Information à vérifier (quand même)


----------



## RainMan (26 Février 2004)

Oui, la garantie est valable même en France, donc pas de problème !


----------



## Marcant (26 Février 2004)

Ah bah ça c'est super !! Je ne savais pas que la garantie s'étendait à l'international.


----------



## bertrand.serullaz (26 Février 2004)

ah bon 
	

	
	
		
		

		
		
	


	




 !! ca tombe en panne un mac ?


----------



## Marcant (26 Février 2004)

En principe nan...je touche du bois pour le mien !!


----------



## macinside (26 Février 2004)

bertrand.serullaz a dit:
			
		

> ah bon
> 
> 
> 
> ...



ça tombe surtout pas terre


----------



## dudusiong (27 Février 2004)

RainMan a dit:
			
		

> Bonjour,
> 
> Je me demandais si cela posait un problème d'acheter son Ibook à Hong-Kong ? Là-bas il est à 867 Euros en configuration de base ! Avec cet écart de prix, je prendrais même un PowerBook bien configurer ! Mais juste deux questions: je n'ai pas encore de Mac, quelqu'un pourrait me dire si la langue de Panther est modifiable, si vous avez le choix entre Français, Anglais, Chinois etc...
> D'autre part, le clavier sera surement en Chinois, est-il possible de le changer pour un français (s'enlève t-il d'une pièce?).
> Voilà, merci !



Le clavier sera un Qwerty. Apple n'a pas de claviers chinois, en tout cas pas sur les portables.
Pour la langue tu as le choix à l'installation du système, et tu peux encore en changer ensuite pour chaque utilisateur dans les préférences système, onglet "International".
Il suffit d'ajouter dans la liste des "langues" le français, et de le placer en haut de la liste. Puis, dans le "menu saisie", choisir le clavier français, et/ou le clavier français numérique.
Ce qui est bien dans Panter, c'est que tu peux définir une langue favorite différente pour chaque utilisateur. Les menus changent automatiquement de langue lorsque tu switch d'un utilisateur à l'autre, c'est génial.


----------



## RainMan (27 Février 2004)

Merci pour tes renseignements précis !


----------



## RainMan (27 Février 2004)

Par contre, je me pose une autre question, les droits de douanes... Est-ce qu'en jetant la boite je peux faire croire qu'il était déjà avec moi à l'aller (ce qui est possible) ou cela est-il vérifier en entrant (mais j'en doute) ? Y a t-il un risque à votre avis ?


----------



## WebOliver (27 Février 2004)

RainMan a dit:
			
		

> Par contre, je me pose une autre question, les droits de douanes... Est-ce qu'en jetant la boite je peux faire croire qu'il était déjà avec moi à l'aller (ce qui est possible) ou cela est-il vérifier en entrant (mais j'en doute) ? Y a t-il un risque à votre avis ?
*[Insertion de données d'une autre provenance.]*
PR #2093, opened 2026-08-16
qmlui: support concurrent native client sessions

infrafast:
## Summary

This change fixes concurrent QLC+ native TCP clients and makes authorization session-safe.

Native clients are currently keyed by peer IP address. A second client connecting from the same address, including multiple clients on `127.0.0.1`, can replace the first socket. Manual authorization is also ambiguous because requests and decisions use the advertised client name while the GUI has only one reusable popup.

## Changes

- assign a UUID to every accepted native TCP connection;
- store and address clients by session ID rather than IP address or client name;
- retain client name, peer IP, and peer port as display-only metadata;
- broadcast updates independently to every authenticated session;
- remove only the session associated with the disconnected socket;
- reject native actions from unauthenticated sessions;
- enforce the authorized session's access mask for inbound actions;
- make project transfer and authorization decisions target an immutable session ID;
- serialize manual authorization requests through a FIFO queue;
- keep immutable name/peer metadata and a guarded socket reference in each queued request;
- clean up active and queued requests when their socket disconnects;
- show client name, peer endpoint, and session ID in the authorization popup;
- add the runtime-only `--allow-all-native` option for unattended deployments;
- log every automatic authorization and print a prominent startup warning;
- document that native protocol encryption is not a strong security boundary and TCP 9998 should remain firewalled or restricted to trusted networks.

## Compatibility and defaults

- The native wire protocol is unchanged.
- Existing native clients remain compatible.
- Manual authorization remains the default.
- `--allow-all-native` is not persisted in workspaces or settings.

## Validation

- Applied cleanly on current `upstream/master` (`e4c85a5c`).
- Full ARM64 `qlcplus5` target built successfully.
- `git diff --check` passes.

This is opened as a draft to confirm that the session model, authorization queue, and access-mask mapping fit the maintainers' preferred direction before marking it ready for merge.


infrafast:
Unique UUID per TCP session; IP/name are metadata only.
Per-session authentication and access-mask enforcement.
Authenticated broadcasts reach every session.
FIFO manual authorization with immutable identity and guarded socket references.
Popup displays name, peer IP/port, and session ID.
Disconnect cleanup handles active and queued requests safely.
Added runtime-only --allow-all-native, full-access logging, startup warning, and documentation.
Wire protocol remains unchanged.

mcallegari:
Something is wrong with this PR. It says 2910 files modified
I guess you need to rebase/merge your fork/branch first

infrafast:
Yes, and sorry for mistake. A packaging commit was accidentally pushed to the previous PR branch. I closed #2093 and recreated a clean PR directly from the current master. #2094 now contains exactly one commit and eight source/documentation files => https://github.com/mcallegari/qlcplus/pull/2094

Non, tu peux jeter la boîte... ton Mac sera à toi. Mais c'est quand même dommage de jeter une si jolie boîte.


----------



## Polykrate (27 Février 2004)

C'est vrai qu'elle est jolie... mais à près de 400 euros la boîte, on peut s'en passer naaaaaaaaan ??????


----------



## RainMan (27 Février 2004)

Alors au diable la boite !


----------



## dudusiong (27 Février 2004)

WebOliver a dit:
			
		

> Non, tu peux jeter la boîte... ton Mac sera à toi. Mais c'est quand même dommage de jeter une si jolie boîte.



Je confirme, il faut se débarasser des emballages, et installer le système avant de prendre l'avion. Les douaniers peuvent te demander de le démarrer pour voir s'il est bien à toi.

J'ai hésité à acheter un PowerBook en Chine lors de mon dernier séjour, mais à l'époque ils n'avaient pas reçus les nouvelles versions (12", 1GHz)... du coup je l'ai fait acheter en métropole par une personne proche qui me l'a gentillement apporté lors de son séjour sur l'île, accompagné d'une borne Airport, le tout dans un sac à dos spécial portable. Avant de venir elle avait installé le systeme et entré son nom lors de la config... au cas où on lui demanderait de le démarrer. 

J'ai eu beaucoup de mal à obtenir des infos précises dans les magasins Apple de Pékin. Les vendeurs n'y connaissent pas grand chose. J'ai aussi été visiter les bureaux d'Apple, ils ne connaissent pas mieux leur matos.
Ayant des difficultés de communication avec le vendeur (mon chinois est très limité et son anglais n'était pas si excellent), je lui ai montré la config que je recherchais en simulant une commande sur l'apple store apple.com... il ne connaissait meme pas cette possibilité !


----------



## RainMan (28 Février 2004)

Ok merci de la précision pour le système d'exploitation et l'ordi à mon nom, c'est un détail important auquel je n'avais pas pensé. Comme sur des roulettes... !!!


----------